Since then people have flocked to hear AI messages in various places around the world, attracted by the novelty, then impressed by the result.
So, will AI make preachers redundant, as technology has done in many other places?
With the combination of attractive CGI presenters, can we put preachers out to pasture, so to speak, for more ‘shepherding’ roles?
AI’s transformer neural network is vastly superior to human abilities, in terms of speed, scope of access, depth of investigation, and capacity to hold, filter and collate abundant resource material.
Careful parameter setting allows people to be quite specific about what is needed and what is to be included in source material. So it’s highly unlikely an AI sermon will be heretical.
It’s likely to set a high standard for scholarship, interpretation, relevance, breadth of resources and organisation of thought. Many a struggling preacher could lose sleep over this strong competition.
Wonderfully for those committed to transmitting the Word of God as faithfully as possible,
AI brings new hope of expository excellence, and doctrinal purity creating the very best taught Christians of all time.

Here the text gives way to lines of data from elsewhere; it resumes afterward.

PR #571, opened 2025-08-12
fix(elasticsearch-dao): wait for index refresh and guarantee changes are visible for search

ClemDoum:
…lowID

Pull Request type
----
- [x] Bugfix
- [ ] Feature
- [ ] Build related changes
- [ ] WHOSUSING.md

Changes in this PR
----
## Bug description

It's hard to reproduce the bug in a consistent manner but `ElasticSearchDAOV6` and `ElasticSearchDAOV7` do not use the `wait_for` refresh policy when performing index/update/delete/bulk requests.

As [described here](https://www.elastic.co/docs/reference/elasticsearch/rest-apis/refresh-parameter) this can result in the action not being immediately visible to the user depending on the ES refresh interval.

In my particular case it is very problematic as I start some workflows then poll them until they are complete. Sometimes when polling for the first time the workflow indexing is not visible yet to search hence my function returns because there are not running workflow.

This PR update the `ElasticSearchDAOV7` to use the `wait_for` / `WAIT_UNTIL` policy to that we wait until the indexed data is visible to search before returning, returning that indexed task and workflow will be visible for search.

**Important notes**:
- I made the change only for `indexTask`/`indexWorkflow`,  while I kept the `updateTask`/`updateWorkflow` and `removeTask`/`removeWorkflow` as is. This is a debatable choice some issues could also arise from the deletion/update not being reflected in the search. I my opinion the most problematic use case is returning an ID of an object which not yet exists and yet only fixed the index logic as using the `wait_for` refresh policy add some latency. Please let me know if you think I should also update the delete/update logic
- the change is not easy to test so I haven't implemented any, a valid test could be to intercept the queries made to ES and verify that they are done using the `wait_for` query parameter, let me know if you think that make sense.

### DIFF
--- a/es6-persistence/src/main/java/com/netflix/conductor/es6/dao/index/ElasticSearchDAOV6.java
+++ b/es6-persistence/src/main/java/com/netflix/conductor/es6/dao/index/ElasticSearchDAOV6.java
@@ -22,6 +22,8 @@ import java.util.stream.Collectors;
 import java.util.stream.IntStream;
 
 import org.apache.commons.lang3.StringUtils;
+import org.apache.commons.lang3.tuple.ImmutablePair;
+import org.apache.commons.lang3.tuple.Pair;
 import org.elasticsearch.ResourceAlreadyExistsException;
 import org.elasticsearch.action.DocWriteResponse;
 import org.elasticsearch.action.admin.indices.create.CreateIndexRequest;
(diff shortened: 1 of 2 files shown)


v1r3n:
@ClemDoum can you fix the build issues?

ClemDoum:
@v1r3n I think the failure is due to an unrelated flaky test, other builds for other PRs fail with the same error: https://github.com/conductor-oss/conductor/actions/runs/17066138206/job/48690211796

PR #600, opened 2025-10-08
fix(os-persistence): Resolve race condition in OpenSearch bulk indexing

### LINKED ISSUE #592: Bug: Silent Task Indexing Failures with Async Indexing Enabled
**Describe the bug**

Artificial Intelligence is here to save the day, and is proving itself popular with audiences around the world while proving itself much sharper in insight and much more up-to-date with the latest in scholarship than human preachers.

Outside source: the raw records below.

PR #599, opened 2025-10-08
  Fix FORK_JOIN_DYNAMIC input wrapping when fed directly by JSON_JQ_TRANSFORM (#575)

sc-a-zhukov:
Fix FORK_JOIN_DYNAMIC input wrapping when fed directly by JSON_JQ_TRANSFORM (#575)

  ———

  Pull Request type

  - [x] Bugfix
  - [ ] Feature
  - [ ] Refactoring (no functional changes, no api changes)
  - [ ] Build related changes
  - [ ] WHOSUSING.md
  - [ ] Other (please describe):

  Changes in this PR

- Normalized JSON_JQ_TRANSFORM outputs so both result and resultList are plain Java maps/lists. In reproduction workflow fork_join_dynamic now receives inputs like
```
{
	"commonProperty": "common value",
	"property": "value1",
	"__index": 0
}
```
image

instead of
```
{
	"input": {
		"commonProperty": "common value",
		"property": "value1"
	},
	"__index": 0
}
```
in the version before changes
image

Also this behaviour matching with Orkes Cloud behaviour.

- tests:
      - JsonJqTransformTest checks resultList equals a list of standard maps.
      - ForkJoinDynamicTaskMapperTest asserts dynamic fork inputs remain unwrapped and keep their parameters.
      - Verified manually on the workflow from issue #575. Before fixing the bug, it was reproduced only when JSON_JQ_TRANSFORM went immediately before FORK_JOIN_DYNAMIC; inserting an asynchronous task (WAIT/SIMPLE/...) between them serialized the data and hid the error. 

the screenshot from the version before fix with WAIT task
image

The fix removes this dependency and the need for such workarounds

PR #627, opened 2025-10-22
FIX: correct FORK_JOIN_DYNAMIC return of INLINE task (pop out of "input" wrapper)

### LINKED ISSUE #616: FORK_JOIN_DYNAMIC wraps INLINE task output in extra input layer
# FORK_JOIN_DYNAMIC wraps INLINE task output in extra input layer

## Description
`FORK_JOIN_DYNAMIC` wraps task inputs in an unexpected nested structure when receiving output directly from `INLINE` tasks.

**Expected behavior**: Each forked sub-workflow receives:
```json
{"param1": "value", "param2": "value"}
```

**Actual behavior**: Each forked sub-workflow receives:
```json
{"input": {"param1": "value", "param2": "value"}}
```

## Context
- Original issue #575 reported this behavior for both `JSON_JQ_TRANSFORM` and `INLINE` tasks
- PR #599 fixed the `JSON_JQ_TRANSFORM` case
- The `INLINE` case remains unresolved, as noted by @sc-a-zhukov in #575

**Root cause**: `FORK_JOIN_DYNAMIC` wraps any non-Map fork input. `INLINE.result` is non-Map until serialization/deserialization converts it.

### Behavior Inconsistency
After PR #599, there is now inconsistent behavior between task types:
- `JSON_JQ_TRANSFORM` → `FORK_JOIN_DYNAMIC` works correctly (unwrapped)
- `INLINE` → `FORK_JOIN_DYNAMIC` wraps output under `input` key

This inconsistency makes it difficult for developers to predict behavior and creates confusion about whether this is intended functionality.

### Runtime Errors
Forked sub-workflows fail when expected input parameters are not found:
```
Error: Required input parameter 'param1' not found
Actual input: {"input": {"param1": "value"}}
```

Sub-workflows must either:
- Handle missing parameters (receiving null values)
- Reference parameters as `${workflow.input.input.param1}` (double-nesting)

### Workaround Required
Developers must insert an asynchronous task between `INLINE` and `FORK_JOIN_DYNAMIC` to trigger serialization that unwraps the structure. This adds unnecessary complexity to workflow definitions.

## Steps to Reproduce
1. Create an `INLINE` task that outputs a map structure
2. Configure `FORK_JOIN_DYNAMIC` to use the `INLINE` task output as `forkTaskInputs`
3. Observe that forked tasks receive `{"input": {<actual data>}}` instead of `{<actual data>}`

## Proposed Solution
Apply the same fix from PR #599 to handle `INLINE` task outputs in `ForkJoinDynamicTaskMapper.java`.

## Related
- Original issue: #575
- Fix for JSON_JQ_TRANSFORM: #599

nthmost-orkes:
Pull Request type
----
- [X] Bugfix
- [ ] Feature
- [ ] Build related changes
- [ ] WHOSUSING.md

Changes in this PR
----

WIP (keep moving, working on this live)

Fixes #616  (fully described in that issue) and picks up where this PR left off:  https://github.com/conductor-oss/conductor/pull/599

Approach here is to normalize in Inline.java to match output of other returns.  This normalizes for all INLINE tasks (only) and matches what we do in other places.

Alternatives considered
----

Yeah, we could instead change ScriptEvaluator.eval() -- 

```
  // ScriptEvaluator.java
  public static Object eval(String script, Object input) throws ScriptException {
      initEngine(false);
      Bindings bindings = engine.createBindings();
      bindings.put("$", input);
      Object result = engine.eval(script, bindings);

      // Normalize JS objects to plain Java (engine-agnostic)
      return normalizeResult(result);
  }

  private static Object normalizeResult(Object result) {
      // Same reflection-based logic as in PR
 }
```

Both approaches fix the issue for: 

- INLINE tasks
- Event handlers using JS
- Any future code using ScriptEvaluator

---

Actually, maybe the issue should be fixed at ForkJoinTaskMapper -- see comment below


nthmost-orkes:
I'm about to revert this and go a different way. 

### The Real Question: Who Should Own Normalization?

  Current approach (following PR #599):
  - Each task (JSON_JQ_TRANSFORM, INLINE) normalizes its own output
  - Pro: Tasks own their output format
  - Con: Duplicated logic, every JS-using task needs the same fix

  Possible Alternative -- fix in ForkJoinDynamicTaskMapper?
  - FORK_JOIN_DYNAMIC normalizes inputs it receives
  - Pro: Single fix point, works for all current and future tasks
  - Con: ForkJoinDynamicTaskMapper becomes responsible for type conversion

### PR #599 Might be wrong 

Looking back, PR #599 might have fixed it in the wrong place. They normalized in JSON_JQ_TRANSFORM because that's where they saw the problem, but the root cause is in ForkJoinDynamicTaskMapper's type checking.

Should we refactor to fix it in ForkJoinDynamicTaskMapper instead?

Arguments for:

1. DRY Principle: Why should INLINE, JSON_JQ_TRANSFORM, and every future JavaScript-using task each implement normalization?
2. Semantic Correctness: ForkJoinDynamicTaskMapper's whole purpose is to handle dynamic inputs flexibly. It already does type detection (instanceof Map). Handling JavaScript objects is
  part of that responsibility.
3. The Bug Is in the Type Check: The real bug is that forkTaskInput instanceof Map returns false for ScriptObjectMirror even though it's map-like. That's FORK_JOIN_DYNAMIC's problem, not INLINE's.
5. Future-Proof: When someone adds a new task that uses JavaScript, it'll just work. No need to remember to normalize.
6. Simpler for GraalJS Migration: One place to update when switching engines.

Arguments against:

1. Haven't looked at all the pieces yet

What’s more AI can provide ‘the whole counsel of God’ in an instant, with lightning fast access to every word that proceeds from the mouth of God. Add to that every recorded word of the greatest of preachers and expositors throughout history. Add to that absolute fluency in all Biblical languages, along with full grasp of all extra-biblical sources, along with critical appraisals of each of those resources, along with selective theological parameters to ensure the whole counsel of God isn’t contaminated.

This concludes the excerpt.